Other recovery steps: re-inject the plan file (if one exists), re-inject loaded skill content (sorted by most recently used, 5K tokens per skill, 25K total), re-inject delta attachments for deferred tools and MCP instructions, and execute SessionStart hooks to restore CLAUDE.md and other context. The truncation strategy for skills preserves the file header, since usage instructions are typically at the top.

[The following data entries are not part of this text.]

PR #382, opened 2023-09-24
kitty: Update to 0.30.0

nazar-stasiv:
**Summary**
- A new transfer kitten that can be used to transfer files efficiently over the TTY device
- ssh kitten: A new configuration directive to automatically forward the kitty remote control socket
- kitten @ set-user-vars: New remote control command to set user variables on a window
- kitten @ ls: Add user variables set on windows to the output
- kitten @ ls: Allow limiting output to matched windows/tabs
- kitten icat: Fix image being displayed one cell to the right when using both --place and --unicode-placeholder
- kitten run-shell: Make kitty terminfo database available if needed before starting the shell
- Fix a crash when resizing an OS Window that is displaying more than one image and the new size is smaller than the image needs
- Remote control: Allow using a random TCP port as the remote control socket and also allow using TCP sockets in listen_on
- unicode_input kitten: Add an option to specify the startup tab
- X11: Print an error to STDERR instead of refusing to start when the user sets a custom window icon larger than 128x128
- Remote control: Allow matching by neighbor of active window. Useful for navigation plugins like vim-kitty-navigator
- Fix a regression that caused changing text_fg_override_threshold or text_composition_strategy via config reload causing incorrect rendering
- When running a shell for --hold set the env variable KITTY_HOLD=1 to allow users to customize what happens
- When multiple confirmable close requests are made focus the existing close confirmation window instead of opening a new one for each request
- Config file format: allow splitting lines by starting subsequent lines with a backslash
- ssh kitten: Fix a regression causing hostname directives in ssh.conf not matching when username is specified
- diff kitten: Add support for files that are identical apart from mode changes
- Wayland: Do not request idle inhibition for full screen windows
- Adjust the workaround for non-linear blending of transparent pixels in compositors to hopefully further reduce fringing around text with certain color issues

**Test Plan**
- run btop in the terminal

**Checklist**


packages/k/kitty/abi_used_libs
```diff
@@ -9,8 +9,8 @@ libharfbuzz.so.0
 liblcms2.so.2
 libm.so.6
 libpython3.10.so.1.0
-librsync.so.2
```
ReillyBrogan, line 12: Why does it no longer link against librsync? Nothing in the changelog seems to be related to this change.

If the library is no longer necessary the devel version of it should be dropped from the builddeps.

packages/k/kitty/package.yml
```diff
@@ -24,6 +24,7 @@ builddeps  :
     - pkgconfig(xinerama)
     - pkgconfig(xkbcommon)
     - pkgconfig(xrandr)
+    - pkgconfig(libxxhash)
```
ReillyBrogan, line 27: `libxxhash` comes after `lcms2` alphabetically.

packages/k/kitty/package.yml
```diff
@@ -24,6 +24,7 @@ builddeps  :
...
     - librsync-devel
     - golang
```
ReillyBrogan, line 29: `librsync-devel` comes after `golang` alphabetically.

packages/k/kitty/package.yml
```diff
@@ -24,6 +24,7 @@ builddeps  :
...
 rundeps    :
```
ReillyBrogan, line 30: If librsync changed to being opened dynamically with dlopen then `librsync` needs to be added as a rundep.

ReillyBrogan (changes requested):

kovidgoyal:
kitty does not use librsync the up-to-date list of both build and runtime dependencies is at https://sw.kovidgoyal.net/kitty/build/#dependencies

packages/k/kitty/package.yml
nazar-stasiv: @ReillyBrogan see my commit message

ReillyBrogan (changes requested):

nazar-stasiv:
You may do the review now.  When you do go from top to bottom one file at a time. Make a note in front of lines you think a correction is needed. And then report back of your findings. Godspeed.

packages/k/kitty/pspec_x86_64.xml
```diff
@@ -705,12 +697,41 @@ Kitty is designed from the ground up to support all modern terminal features, su
...
-        <Update release="55">
-            <Date>2023-08-20</Date>
-            <Version>0.29.2</Version>
-            <Comment>Packaging update</Comment>
-            <Name>Reilly Brogan</Name>
-            <Email>solus@reillybrogan.com</Email>
+        <Update release="56">
+            <Date>2023-09-24</Date>
+            <Version>0.30.0</Version>
+            <Comment>kitty: Update to 0.30.0
```
ReillyBrogan, line 703: I just pushed a change to the solbuild package that should prevent it from doing history generation during rebuilds. Can you please rebuild the package one more time and then amend your commit to include the fixed pspec_x86_64.xml file? You will need to do this from a fully updated unstable system to have the most recently updated solbuild.

ReillyBrogan (changes requested):

ReillyBrogan (approved):
LGTM, thanks!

There's another easily overlooked detail: after compaction, session metadata (custom titles, tags) is re-appended to ensure it falls within the 16KB tail window. Otherwise, subsequent messages would push the metadata out of the window, causing --resume to display an auto-generated title instead of the user's custom name. Yet another detail: the prompt cache break detector is notified to reset its baseline after compaction, preventing the compaction-induced drop in cache reads from being flagged as anomalous.

Design Philosophy

Cost
 ^
 |                                   * Full Compact ($$$, LLM summary)
 |
 |                       * Session Memory ($0, incremental notes)
 |
 |            * Time-Based MC ($0, content clearing)
 |
 |      * Cached MC (~$0, cache edit API)
 |
 | * Persist Large ($0, disk only)
 +-------------------------------------------------------->
                                            Compression Quality

The core idea behind the entire system can be summed up as "defer as long as possible, keep it as cheap as possible, escalate in stages." From zero-cost disk persistence, to near-zero-cost cache edits, to zero-LLM-cost Session Memory, and only then to a full LLM summary. Each layer tries to avoid invoking the next. An additional benefit of this layered strategy is fault tolerance: if one layer fails, the system naturally falls through to the next rather than erroring out.

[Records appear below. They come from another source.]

PR #385, opened 2023-09-24
bash: Support user ~/.bashrc.d/* script sourcing

ermo:
**Summary**

Any files in `~/.bashrc.d/` are sourced after all other /usr/share/defaults/etc/profile.d/ and /etc/profile.d/ scripts are sourced.

This in effect makes it simple to perform per-user changes to override system settings, by copying changed files into `~/.bashrc.d/` and editing them there as per user requirements.

Additionally, this feature also has the nice side-effect that it becomes simpler and easier to save and restore user shell customisations across installs without having to edit the default `~/.bashrc` file.

**Test Plan**

Open a new shell and check that `~/.bashrc.d/*` were correctly sourced.

**Checklist**

### DIFF
--- a/packages/b/bash/files/profile/profile
+++ b/packages/b/bash/files/profile/profile
@@ -19,5 +19,14 @@ if [ -d /etc/profile.d ] ; then
     unset script
 fi
 
+# User specific aliases and functions
+if [ -d ~/.bashrc.d ]; then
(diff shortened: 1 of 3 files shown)


ReillyBrogan (approved):
I'm a bit concerned that this might break users who already have a .bashrc.d setup but there's nothing we can really do about that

Another notable design choice is the extreme deference to prompt cache. The entire raison d'être of Cached Microcompact is to avoid breaking the cached prefix. Full Compact shares the cache via a forked agent. Session Memory's background extraction also shares the cache via a fork. Time-Based Microcompact only modifies content after confirming the cache has expired. Behind almost every design decision lurks the question: "will this cause a cache miss?" In a world where tokens are billed by volume, prompt cache hit rates directly affect cost — and if a compaction system destroys the cache in order to save context, it's just robbing Peter to pay Paul.

Then there's a category of less glamorous but very practical engineering decisions: handling empty tool results. Some tools (silent shell commands, MCP servers returning content:[]) produce empty output. This seems harmless, but on certain models, an empty tool_result at the end of the prompt can cause the model to misinterpret it as a conversation boundary and stop responding prematurely. The system replaces all empty results with a (toolName completed with no output) marker, giving the model an unambiguous anchor.

The Session Memory design is especially worth savoring. It essentially amortizes the expensive operation of understanding session content across the entire session lifecycle — performing small incremental extractions at regular intervals, so that when compaction is finally needed, the payoff is a free summary. It transforms summarization from "how do I compress 200K of context" into "how do I maintain a set of always-up-to-date notes." If this sounds like the LLM equivalent of incremental backups, that's more or less the idea.

Of course, beyond this elegant cascade sits a blunt reality: 200K tokens simply isn't enough for heavy coding sessions, and compaction always means information loss. All of this engineering effort has a single ultimate goal: to make "not enough" happen a little later, cost a little less, and bother the user a little less. In a sense, this entire system is a love letter to the finitude of the context window — and the more beautifully it's written, the more it proves the problem has no real solution.